Niels Samuel Hausgaard (born 31 August 1944) is a Danish singer, songwriter and comedian. He is best known for his songs and understated comedy which often combine dry observations on the human condition with the trials and tribulations of life in a welfare state. Originally, Hausgaard spoke with a distinct dialect in his shows, vendelbomål, which has become something of a trademark during his sets, but in recent years it has been somewhat toned down.

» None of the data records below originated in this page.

PR #769, opened 2026-07-03
feat: Visual Notification Inbox overlay (integration / build distribution)

mahmoud-elmorabea:
Draft integration PR for the Visual Notification Inbox overlay. Opened primarily to publish sample-app builds to Firebase App Distribution so another team can test the feature end-to-end.

Aggregates the already-reviewed sub-PRs: module skeleton, data layer, overlay UI, interaction/web-parity, message actions + branding colors, dismiss-resurrection guard, and sample-app listener demo.

Firebase App Distribution builds (java_layout + kotlin_compose) are posted as a comment on this PR once CI completes.

---

> [!NOTE]
> **Medium Risk**
> Touches in-app messaging state, queue/SSE sync, and new public Compose APIs; behavior is heavily unit-tested but race between HTTP backfill and SSE inbox updates is documented as a known gap.
> 
> **Overview**
> Introduces the **Visual Notification Inbox** end-to-end: a new **`messaginginbox`** library with Compose entry points (`NotificationInboxOverlay`, `NotificationInboxBell`, `NotificationInboxView`) that render messages via **Jist** and workspace **branding** (floating bell SVG, position, chrome).
> 
> **`messaginginapp`** gains the data layer: **`VisualInbox`** / **`InboxRepository`** fetch and cache `/api/v1/templates` and `/api/v1/branding`, gate visibility on **`X-CIO-Inbox-Enabled`**, and expose reactive flows for the overlay. Host apps can register **`InboxEventListener`** (build-time or runtime via `setInboxEventListener`) to intercept inbox actions. Inbox click metrics now include **`actionValue`** (new overload for binary compatibility). **Dismiss tombstones** stop deleted messages from reappearing on stale queue polls.
> 
> **SSE** no longer calls `fetchUserMessages()` on foreground alone; backfill runs once the server sends **`connected`**, matching gist-web and fixing empty inbox on fresh login. CI matrices add **`messaginginbox`**; build deps add **jist**, **Material3**, and **lifecycle-runtime-compose**.
> 
> <sup>Reviewed by [Cursor Bugbot](https://cursor.com/bugbot) for commit 8576d0f558ac0819ee72a0db1d795d6ef516b594. Bugbot is set up for automated code reviews on this repo. Configure [here](https://www.cursor.com/dashboard/bugbot).</sup>


messaginginbox/src/main/java/io/customer/messaginginbox/NotificationInboxOverlay.kt
```diff
@@ -0,0 +1,679 @@
...
+ */
+@Composable
+private fun InboxListContent(
+    controller: VisualInboxController,
+    colors: InboxColors,
+    modifier: Modifier = Modifier
+) {
+    val context = LocalContext.current
+    val state by remember(controller) { controller.uiStateFlow() }
+        .collectAsStateWithLifecycle(initialValue = VisualInboxUiState(loading = true))
```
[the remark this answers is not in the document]
mahmoud-elmorabea: Partially valid — the mechanism is real but the stated impact is guarded.

`uiStateFlow()` is a cold flow, and both the parent (`NotificationInboxView`/`NotificationInboxOverlay`) and the child `InboxListContent` collect it, so mounting does start two collections that each hit `load()` via `.onStart`. However, `InboxRepository.loadTemplatesAndBranding()` prevents the *parallel load pipelines* described here: an atomic in-flight guard (`fetchInFlight.compareAndSet(false, true)` → early return with current state) plus a once-per-session revalidation gate mean a second concurrent load short-circuits with no extra network fetch.

So the residual cost is redundant flow collection (two subscriptions + snapshot reads), not parallel fetches or divergent UI. Worth a low-priority cleanup (hoist/share a single collection), not a correctness bug.

messaginginapp/src/main/java/io/customer/messaginginapp/inbox/VisualInbox.kt
```diff
@@ -0,0 +1,99 @@
...
+     * (including opened-state changes). Backed by the store's StateFlow, so it emits the
+     * current value immediately on collection (a late-mounting overlay still gets latest state).
+     * The overlay maps each emission to a fresh read of CACHED state via [getVisibility] /
+     * [getSelectedMessages]; this never triggers a network fetch.
+     */
+    fun observeInboxChanges(): Flow<Unit> =
+        inAppMessagingManager.state
+            .map { state -> InboxStateKey(state.isInboxEnabled, state.inboxMessages) }
+            .distinctUntilChanged()
+            .map { }
```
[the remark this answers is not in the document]
mahmoud-elmorabea: Not fixing this — the read-time check is intentional.

The mechanism is exactly as described: `InboxSelection` applies `expiry <= now` at read time, `observeInboxChanges` keys only on `InboxStateKey(isInboxEnabled, inboxMessages)`, and nothing is time-driven — so a rendered message can outlive its expiry until the next poll or fetch (600s default) or any other store change.

We're accepting that deliberately, for a product reason rather than a technical one: expiring actively on a timer would make a message disappear while the user is reading it, or mid-scroll. That is a worse experience than briefly showing one that has just passed its expiry. The staleness is bounded and self-healing — it clears on the next poll, on any inbox store change, and on foreground/relaunch.

The same call applies to iOS, which has the identical read-time selection (`VisualInboxSelector.select(messages:now:)`), so the two platforms stay at parity rather than diverging on expiry behaviour.

mrehan27 (approved):

messaginginapp/src/main/java/io/customer/messaginginapp/gist/presentation/SseLifecycleManager.kt
```diff
@@ -92,6 +90,36 @@ internal class SseLifecycleManager(
...
+     * connection never establishes. Mirrors gist-web, which fetches from its `connected` listener.
+     *
+     * This narrows the window but does not close it: `fetchUserMessages()` is fire-and-forget, so an
+     * `inbox_messages` event arriving while the request is in flight can still be overwritten by the
+     * older HTTP snapshot, since both publish a full-state write. Ordering the two properly needs
+     * them versioned or merged; tracked separately.
+     */
+    private fun backfillOnConnect() {
+        sseLogger.logSseConnectionConfirmedBackfill()
+        gistQueue.fetchUserMessages()
```
Shahroz16, line 120: Could we track a follow-up to prevent the HTTP backfill from overwriting newer inbox state received through SSE? If an SSE update arrives while the backfill request is still running, the older HTTP response can replace it, and the inbox may stay stale until another SSE event or reconnect. I don’t think this needs to block this PR, but linking the follow-up here would make the remaining limitation clear.

messaginginapp/src/main/java/io/customer/messaginginapp/inbox/data/InboxRepository.kt
```diff
@@ -0,0 +1,431 @@
...
+        //  - there is actually something to serve. A failure with an empty cache has no fallback, so
+        //    closing would strand the inbox hidden for the rest of the process; leaving it open lets
+        //    the next poll retry. A cycle that resolved (fresh OR stale) still closes it, so a
+        //    failing server cannot cause a per-poll retry loop.
+        val hasServableAssets = (freshTemplates ?: staleTemplates) != null &&
+            (freshBranding ?: staleBranding) != null
+        if (inAppMessagingManager.getCurrentState().sessionId == sessionAtFetchStart && hasServableAssets) {
+            hasRevalidatedAssetsThisSession.set(true)
+        } else if (!hasServableAssets) {
+            logger.debug("$LOG_TAG revalidation produced nothing servable: gate stays open for the next poll")
```
Shahroz16, line 266: This looks non-blocking and could be followed up separately. If the initial asset fetch exhausts its retries while SSE remains connected, there is no independent retry, so the inbox can stay hidden until a later lifecycle or connection event. Could we track that follow-up?

messaginginapp/src/main/java/io/customer/messaginginapp/gist/presentation/SseLifecycleManager.kt
```diff
@@ -135,7 +163,7 @@ internal class SseLifecycleManager(
             if (state.shouldUseSse) {
                 // User became identified and SSE is enabled - start SSE connection
                 sseLogger.logEnablingSseForIdentifiedUser()
-                sseConnectionManager.startConnection()
+                startSseConnection()
```
Shahroz16, line 166: Could we handle a direct switch from one identified user to another by observing the actual user ID, clearing the previous inbox state, and reconnecting SSE? For A → B, `isUserIdentified` stays `true`, so this callback never runs. The existing stream remains authenticated as A while the SDK treats B as current, and later events from A can replace B’s inbox state. Since this can expose one user’s inbox to another, I think it should block the release. A focused A → B test would help cover the fix.

messaginginapp/src/main/java/io/customer/messaginginapp/gist/presentation/SseLifecycleManager.kt
mahmoud-elmorabea: The window is too narrow and it exceptionally unlikely that these two responses have different messages. I suggest we take as a follow up to sequence the two calls or have some kind of logic to merge them

messaginginapp/src/main/java/io/customer/messaginginapp/inbox/data/InboxRepository.kt
mahmoud-elmorabea: Sure, what do you suggest? I don't think we should keep retrying for the entire session or maybe only if its network related issue

messaginginapp/src/main/java/io/customer/messaginginapp/gist/presentation/SseLifecycleManager.kt
mahmoud-elmorabea: I think this is the whole of in-app, not just inbox. Maybe if we want to formally support that login while a user already logged in path we could. I suggest handling that as a follow up as well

Originally from Hirtshals, he now lives in Hundelev. Both towns are situated in Vendsyssel, Region Nordjylland, Denmark.

== Awards and honors ==
In Denmark, Hausgaard has been awarded several prizes for his contribution to Danish culture.

- 2001 and 2004, Best TV entertainment
- 2006, The Gelsted Prize
- 2006, Gelsted-Kirk-Scherfig Prize
- 2006, Årets Sangskriver
- 2012, Den Gyldne Grundtvig

The prize in 2006 by Gelsted-Kirk-Scherfig-Fonden, included 25,000 Danish kroner (about 5,000 US dollars), but he gave the money to the newspaper Dagbladet Arbejderen in an effort to support critical journalism.

==Discography==
- 1974 – Et Portræt
- 1975 – Til Ane
- 1977 – Men det går jo nok
- 1979 – Kunst
- 1982 – Når alt kommer til alt
- 1983 – Han tog realen med
- 1985 – Kom lad os danse
- 1988 – Som jeg altid plejer at sige
- 1991 – I fornuftens land
- 1992 – En halv time tidligere
- 2006 – Flyv så

== Literature ==
- Thorkil Green Nielsen (1988). "Niels Hausgaard – mellem linjerne" A portrait.